▶ Recorded data
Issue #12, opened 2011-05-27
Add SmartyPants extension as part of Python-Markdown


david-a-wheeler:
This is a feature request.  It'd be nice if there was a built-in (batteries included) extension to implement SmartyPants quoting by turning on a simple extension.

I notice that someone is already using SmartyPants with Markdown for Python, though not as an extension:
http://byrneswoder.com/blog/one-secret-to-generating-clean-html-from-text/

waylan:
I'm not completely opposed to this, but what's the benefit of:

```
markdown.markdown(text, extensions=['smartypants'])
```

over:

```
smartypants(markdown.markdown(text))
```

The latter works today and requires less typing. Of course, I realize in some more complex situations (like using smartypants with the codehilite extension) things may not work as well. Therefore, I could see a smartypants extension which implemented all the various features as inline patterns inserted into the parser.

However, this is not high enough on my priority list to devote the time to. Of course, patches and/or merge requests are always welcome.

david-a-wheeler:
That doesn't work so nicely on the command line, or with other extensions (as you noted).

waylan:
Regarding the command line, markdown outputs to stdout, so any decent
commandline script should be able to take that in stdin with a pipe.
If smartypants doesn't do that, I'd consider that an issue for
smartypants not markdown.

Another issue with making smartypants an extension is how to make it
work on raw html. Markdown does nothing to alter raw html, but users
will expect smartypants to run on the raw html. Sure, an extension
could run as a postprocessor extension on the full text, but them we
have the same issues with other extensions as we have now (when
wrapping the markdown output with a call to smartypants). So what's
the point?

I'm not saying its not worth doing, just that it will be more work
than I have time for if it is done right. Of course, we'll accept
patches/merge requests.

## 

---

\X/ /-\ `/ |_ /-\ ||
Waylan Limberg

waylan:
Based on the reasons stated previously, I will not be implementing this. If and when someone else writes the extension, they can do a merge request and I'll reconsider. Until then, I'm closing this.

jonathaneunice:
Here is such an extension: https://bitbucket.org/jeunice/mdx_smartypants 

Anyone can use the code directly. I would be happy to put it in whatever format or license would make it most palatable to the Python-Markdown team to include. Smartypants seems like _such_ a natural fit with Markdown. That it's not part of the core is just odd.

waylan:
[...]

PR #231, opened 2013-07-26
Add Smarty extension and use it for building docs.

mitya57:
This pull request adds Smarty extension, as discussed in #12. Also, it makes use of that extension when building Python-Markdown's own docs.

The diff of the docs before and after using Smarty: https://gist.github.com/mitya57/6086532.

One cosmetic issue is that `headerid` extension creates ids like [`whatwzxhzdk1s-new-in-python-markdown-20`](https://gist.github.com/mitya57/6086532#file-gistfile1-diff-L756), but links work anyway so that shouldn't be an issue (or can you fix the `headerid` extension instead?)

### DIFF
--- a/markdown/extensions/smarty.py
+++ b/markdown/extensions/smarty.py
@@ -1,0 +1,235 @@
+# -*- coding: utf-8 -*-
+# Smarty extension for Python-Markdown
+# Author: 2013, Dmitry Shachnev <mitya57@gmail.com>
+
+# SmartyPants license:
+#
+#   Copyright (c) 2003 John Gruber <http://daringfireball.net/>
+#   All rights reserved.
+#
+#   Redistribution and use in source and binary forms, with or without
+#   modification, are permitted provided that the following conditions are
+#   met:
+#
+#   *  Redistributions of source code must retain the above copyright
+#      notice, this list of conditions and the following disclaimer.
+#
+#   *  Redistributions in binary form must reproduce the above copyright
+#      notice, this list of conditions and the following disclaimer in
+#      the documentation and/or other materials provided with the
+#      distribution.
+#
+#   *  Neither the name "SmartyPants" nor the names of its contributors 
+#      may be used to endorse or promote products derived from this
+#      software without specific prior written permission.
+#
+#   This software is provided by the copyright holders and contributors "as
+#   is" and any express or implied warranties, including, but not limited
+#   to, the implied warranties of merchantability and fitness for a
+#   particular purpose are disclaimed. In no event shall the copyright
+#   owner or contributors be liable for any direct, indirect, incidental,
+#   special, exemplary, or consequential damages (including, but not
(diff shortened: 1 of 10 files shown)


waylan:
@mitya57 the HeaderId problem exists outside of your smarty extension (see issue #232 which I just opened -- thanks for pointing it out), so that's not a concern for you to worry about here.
--
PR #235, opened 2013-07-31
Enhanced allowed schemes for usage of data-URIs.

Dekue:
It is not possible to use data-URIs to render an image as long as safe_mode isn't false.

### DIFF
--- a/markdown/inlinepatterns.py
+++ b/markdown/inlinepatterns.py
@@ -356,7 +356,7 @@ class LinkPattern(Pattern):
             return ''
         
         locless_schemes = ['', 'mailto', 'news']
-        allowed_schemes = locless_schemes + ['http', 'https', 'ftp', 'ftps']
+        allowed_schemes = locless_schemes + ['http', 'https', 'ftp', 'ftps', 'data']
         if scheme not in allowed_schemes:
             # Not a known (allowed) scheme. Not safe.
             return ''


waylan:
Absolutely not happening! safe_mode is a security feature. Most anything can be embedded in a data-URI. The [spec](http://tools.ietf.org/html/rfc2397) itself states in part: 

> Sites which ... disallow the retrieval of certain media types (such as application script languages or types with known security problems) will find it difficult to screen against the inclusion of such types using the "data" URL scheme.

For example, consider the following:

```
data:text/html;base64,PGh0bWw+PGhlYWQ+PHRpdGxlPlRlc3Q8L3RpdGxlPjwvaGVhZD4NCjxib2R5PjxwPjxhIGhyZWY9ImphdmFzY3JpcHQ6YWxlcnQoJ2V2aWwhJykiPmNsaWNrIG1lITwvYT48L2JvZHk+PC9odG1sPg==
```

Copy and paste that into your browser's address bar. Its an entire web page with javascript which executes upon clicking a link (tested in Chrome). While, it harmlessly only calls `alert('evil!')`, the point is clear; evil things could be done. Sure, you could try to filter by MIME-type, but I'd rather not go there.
--
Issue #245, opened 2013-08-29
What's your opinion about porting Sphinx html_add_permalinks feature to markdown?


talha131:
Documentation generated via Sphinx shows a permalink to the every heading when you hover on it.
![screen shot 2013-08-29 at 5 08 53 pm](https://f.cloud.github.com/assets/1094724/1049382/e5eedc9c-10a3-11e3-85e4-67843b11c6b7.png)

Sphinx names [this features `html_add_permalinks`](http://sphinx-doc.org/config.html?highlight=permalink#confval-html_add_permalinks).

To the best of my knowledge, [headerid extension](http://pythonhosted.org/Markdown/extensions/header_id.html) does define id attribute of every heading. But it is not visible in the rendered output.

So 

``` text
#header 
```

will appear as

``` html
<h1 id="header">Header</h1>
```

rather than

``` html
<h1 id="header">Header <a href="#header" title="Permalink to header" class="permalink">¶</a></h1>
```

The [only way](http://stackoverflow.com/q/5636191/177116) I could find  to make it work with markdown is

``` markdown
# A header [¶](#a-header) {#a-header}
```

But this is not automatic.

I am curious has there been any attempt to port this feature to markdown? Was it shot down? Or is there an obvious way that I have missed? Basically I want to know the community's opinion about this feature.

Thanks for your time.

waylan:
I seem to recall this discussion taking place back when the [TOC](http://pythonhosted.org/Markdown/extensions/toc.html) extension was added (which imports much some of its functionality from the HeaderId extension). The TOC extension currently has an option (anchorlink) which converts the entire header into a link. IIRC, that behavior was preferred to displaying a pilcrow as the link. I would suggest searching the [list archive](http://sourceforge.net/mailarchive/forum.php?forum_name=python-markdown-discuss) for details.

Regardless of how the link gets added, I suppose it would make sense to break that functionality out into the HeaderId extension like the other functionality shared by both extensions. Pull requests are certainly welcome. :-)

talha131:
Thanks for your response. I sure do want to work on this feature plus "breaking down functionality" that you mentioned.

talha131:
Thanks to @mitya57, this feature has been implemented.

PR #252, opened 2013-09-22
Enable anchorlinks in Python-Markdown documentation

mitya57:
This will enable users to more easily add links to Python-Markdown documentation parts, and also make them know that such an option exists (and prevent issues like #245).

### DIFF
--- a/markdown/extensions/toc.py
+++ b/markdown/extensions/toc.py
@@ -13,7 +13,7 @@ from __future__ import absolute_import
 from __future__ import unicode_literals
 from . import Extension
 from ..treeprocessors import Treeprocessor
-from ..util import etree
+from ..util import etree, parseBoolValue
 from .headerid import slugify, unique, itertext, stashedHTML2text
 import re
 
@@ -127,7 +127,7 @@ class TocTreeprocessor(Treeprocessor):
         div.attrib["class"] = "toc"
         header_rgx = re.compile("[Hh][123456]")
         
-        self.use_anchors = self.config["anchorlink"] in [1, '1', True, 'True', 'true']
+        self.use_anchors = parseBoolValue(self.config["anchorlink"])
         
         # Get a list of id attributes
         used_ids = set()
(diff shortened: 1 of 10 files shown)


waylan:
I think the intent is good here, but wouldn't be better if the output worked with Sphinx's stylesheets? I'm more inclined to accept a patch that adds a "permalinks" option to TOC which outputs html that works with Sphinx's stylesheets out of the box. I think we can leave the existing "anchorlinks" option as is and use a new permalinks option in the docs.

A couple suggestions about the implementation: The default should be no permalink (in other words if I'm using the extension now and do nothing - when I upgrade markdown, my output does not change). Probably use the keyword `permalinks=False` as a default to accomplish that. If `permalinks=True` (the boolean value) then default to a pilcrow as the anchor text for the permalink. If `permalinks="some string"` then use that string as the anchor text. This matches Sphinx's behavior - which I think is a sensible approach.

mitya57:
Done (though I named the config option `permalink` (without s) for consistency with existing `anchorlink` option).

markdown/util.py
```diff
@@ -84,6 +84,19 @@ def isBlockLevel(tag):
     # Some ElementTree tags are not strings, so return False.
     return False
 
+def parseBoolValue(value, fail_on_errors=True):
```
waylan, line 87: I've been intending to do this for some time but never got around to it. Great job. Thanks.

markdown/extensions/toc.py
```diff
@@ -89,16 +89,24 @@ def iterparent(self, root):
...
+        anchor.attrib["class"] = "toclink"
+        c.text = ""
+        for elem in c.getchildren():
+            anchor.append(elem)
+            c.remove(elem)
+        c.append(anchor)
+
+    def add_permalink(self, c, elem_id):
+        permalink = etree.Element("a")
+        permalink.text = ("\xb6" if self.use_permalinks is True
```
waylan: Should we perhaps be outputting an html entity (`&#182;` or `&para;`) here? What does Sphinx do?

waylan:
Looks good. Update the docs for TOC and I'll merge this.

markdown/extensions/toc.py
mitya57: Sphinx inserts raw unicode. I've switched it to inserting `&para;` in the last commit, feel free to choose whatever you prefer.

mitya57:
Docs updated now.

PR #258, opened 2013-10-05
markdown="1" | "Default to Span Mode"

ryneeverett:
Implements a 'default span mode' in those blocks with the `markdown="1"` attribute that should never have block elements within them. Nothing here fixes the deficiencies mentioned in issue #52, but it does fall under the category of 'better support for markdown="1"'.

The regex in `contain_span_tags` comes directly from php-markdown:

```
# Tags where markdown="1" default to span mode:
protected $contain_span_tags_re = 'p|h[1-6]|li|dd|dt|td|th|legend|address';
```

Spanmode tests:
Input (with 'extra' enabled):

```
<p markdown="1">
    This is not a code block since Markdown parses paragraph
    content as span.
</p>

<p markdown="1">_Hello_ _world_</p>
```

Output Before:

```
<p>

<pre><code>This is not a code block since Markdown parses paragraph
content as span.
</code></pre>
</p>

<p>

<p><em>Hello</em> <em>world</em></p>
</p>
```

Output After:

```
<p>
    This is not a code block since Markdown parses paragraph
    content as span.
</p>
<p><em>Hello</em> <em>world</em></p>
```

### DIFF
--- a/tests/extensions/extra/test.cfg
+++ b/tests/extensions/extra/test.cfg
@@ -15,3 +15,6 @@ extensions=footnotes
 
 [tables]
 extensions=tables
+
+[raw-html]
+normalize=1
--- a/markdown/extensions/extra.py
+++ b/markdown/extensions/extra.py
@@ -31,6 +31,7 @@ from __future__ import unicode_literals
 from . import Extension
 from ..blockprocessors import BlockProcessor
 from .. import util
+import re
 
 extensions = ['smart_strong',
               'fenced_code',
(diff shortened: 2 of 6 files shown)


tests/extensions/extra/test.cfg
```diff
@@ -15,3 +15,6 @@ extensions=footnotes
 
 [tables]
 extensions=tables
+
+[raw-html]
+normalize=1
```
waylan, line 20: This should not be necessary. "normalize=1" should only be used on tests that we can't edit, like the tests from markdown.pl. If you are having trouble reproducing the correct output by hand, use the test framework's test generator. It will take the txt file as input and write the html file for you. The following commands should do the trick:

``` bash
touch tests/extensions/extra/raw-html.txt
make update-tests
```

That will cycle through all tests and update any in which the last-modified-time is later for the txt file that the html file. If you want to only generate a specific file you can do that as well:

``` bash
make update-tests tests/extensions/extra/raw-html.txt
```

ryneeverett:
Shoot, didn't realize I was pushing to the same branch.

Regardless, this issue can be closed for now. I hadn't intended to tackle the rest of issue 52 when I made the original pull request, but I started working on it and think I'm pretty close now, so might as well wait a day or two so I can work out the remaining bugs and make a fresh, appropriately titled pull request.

▶ Instructions to follow
The exact lines of the material above starting at the one that contains "Thanks for your response." and ending at the one that contains "import etree, parseBoolValue" are what to retype; leave out everything else.

▶ Task result
Thanks for your response. I sure do want to work on this feature plus "breaking down functionality" that you mentioned.

talha131:
Thanks to @mitya57, this feature has been implemented.

PR #252, opened 2013-09-22
Enable anchorlinks in Python-Markdown documentation

mitya57:
This will enable users to more easily add links to Python-Markdown documentation parts, and also make them know that such an option exists (and prevent issues like #245).

### DIFF
--- a/markdown/extensions/toc.py
+++ b/markdown/extensions/toc.py
@@ -13,7 +13,7 @@ from __future__ import absolute_import
 from __future__ import unicode_literals
 from . import Extension
 from ..treeprocessors import Treeprocessor
-from ..util import etree
+from ..util import etree, parseBoolValue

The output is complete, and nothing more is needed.